‘Türkiye’de ifade ve basın özgürlüğü konusunda iklim korkutucu’
Sınır Tanımayan Gazeteciler Basın Özgürlüğü Endeksi’nde 180 ülke arasında 157’nci sırada yer alan Türkiye, yalnız basın özgürlüğü açısından değil ifade özgürlüğü açısından da her geçen gün daha da tartışmalı hale geliyor
Sınır Tanımayan Gazeteciler Basın Özgürlüğü Endeksi’nde 180 ülke arasında 157’nci sırada yer alan Türkiye, yalnız basın özgürlüğü açısından değil ifade özgürlüğü açısından da her geçen gün daha da tartışmalı hale geliyor.
Bilgi Üniversitesi İnsan Hakları Merkezi’nden Profesör Yaman Akdeniz’e göre, Müjdat Gezen ve Metin Akpınar hakkında yargı süreçlerinin işletilmesi toplumun tüm kesimlerine gözdağı niteliği taşıyor.
“Uluslararası raporlar yargının baskı altında olduğunu söylüyor, korkutucu bir iklim var”
Profesör Akdeniz, yargının çeşitli şikayetler için çifte standart olarak kabul edilebilecek kadar farklı yaklaşımlar gösterdiğine dikkat çekerken bu durumun uluslararası kurumlarda yargı kurumunun en azından ‘baskı altında’ bulunduğu izlenimi doğurduğunun altını çiziyor.
Özellikle insan hakları alanında çalışan hukukçu, “Yeni Akit’in dünkü manşeti, ‘Pezevenk Müjdat’a soruşturma açıldı’ gibi bir şeydi.
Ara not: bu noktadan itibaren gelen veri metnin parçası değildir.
PR #763, opened 2020-11-15
Release/0.10.5

kylebaron:
https://github.com/metrumresearchgroup/mrgsolve/milestone/5


DESCRIPTION
```diff
@@ -54,7 +50,9 @@ Suggests:
     rmarkdown,
     yaml,
     knitr, 
-    data.table
+    data.table,
+    pmxTools,
```
dpastoor, line 54: where are pmxTools and spelling being used now? or were they being used but not referenced properly before. I don't see any reference to them in the code?

dpastoor (commented):
quick logistic question

DESCRIPTION
kylebaron: pmxTools in tests and I check spelling as part of my CI routine.  I check but I believe sean might have requested spelling in suggests maybe to make sure it got pulled on drone?  But I can remove it so it's not needed except where I build / check locally.

dpastoor: IMO if spelling is part of purely CI, it shouldn't be in the package dep list - in the same way that we don't add pkgdown/lintr/etc as suggested deps.

kylebaron:
I agree with you.

DESCRIPTION
kylebaron: Yep; I agree.  Just that I'm not the only one making changes to the DESCRIPTION file at this point.

kylebaron: Removed spelling from suggests but it made its way into the drone file.  I'll see if it still works.

kylebaron:
Ok; looks like it still worked.

dpastoor (approved):

Issue #775, opened 2020-12-11
Capture pp-defs by request at compile time


kylebaron:
# Summary
As a user, I want to be able to list pre-processor defined items for capture at compile time

# Tests
- inst/maintenance/unit/test-capture.R
  - capture pp directive via mread

Issue #774, opened 2020-12-11
Fix error message when `capture` variable doesn't exist


kylebaron:
# Summary
As a user, I want an informative error message when I request invalid capture items at compile time

# Tests
- inst/maintenance/unit/test-capture.R
  - capture via mread

PR #776, opened 2020-12-11
capture pp def; re-factor mread capture error messages

kylebaron:
Issues #774 and #775 

# Summary

- refactor to provide better error message when requesting capture items via `mread()`
- when using `mread_cache`, force a re-build when `capture` items are passed
  - there may be some way to cache this as well but for now you are forced to rebuild from scratch
- scrape pre-processor definitions from `$GLOBAL` and let the user `capture` those as well via `mread()`
- there is also a minor re-factor of `my_str_split` which splits a string up to `n` chunks

### DIFF
--- a/R/modspec.R
+++ b/R/modspec.R
@@ -335,6 +335,18 @@ c_vars <- function(x,context) {
   list(vars = get_c_vars2(x,context), code = scrub_c_vars(x))
 }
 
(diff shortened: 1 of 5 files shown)


timwaterhouse (approved):
Looks good

kylebaron:
Thanks, @timwaterhouse

Issue #777, opened 2021-02-04
Handle negative times


kylebaron:
# Summary
As a user, I want mrgsolve to accept negative input times for simulations from compartmental models

# Tests
- tests/testthat/test-mrgsim.R
  - simulate non-pred with negative times is allowed
- inst/maintenance/unit/test-pred.R
  - data_set with negative times

PR #778, opened 2021-02-06
allow simulation of negative times

kylebaron:
Issue #777 
There wasn't really a good reason for not doing it before. All this does is not check.


timwaterhouse (approved):
Looks good, thanks Kyle.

Bu bir saldırıydı. Bunları veya Büyükada olayında sivil toplumcu arkadaşlar devlete yakın gazeteler tarafından hedef gösterildiğinde şikayet ettiğimiz zaman savcılar hep ‘ifade özgürlüğü’ dediler.
Daha hafif bir söylem için Cumhurbaşkanı ya da başkaları şikayet ettiği zaman ise hemen soruşturma açılıyor. Hemen ceza davasına dönüştürülüyor ağır yargılamalar yapılıyor. Venedik Komisyonu’nun çeşitli raporları var.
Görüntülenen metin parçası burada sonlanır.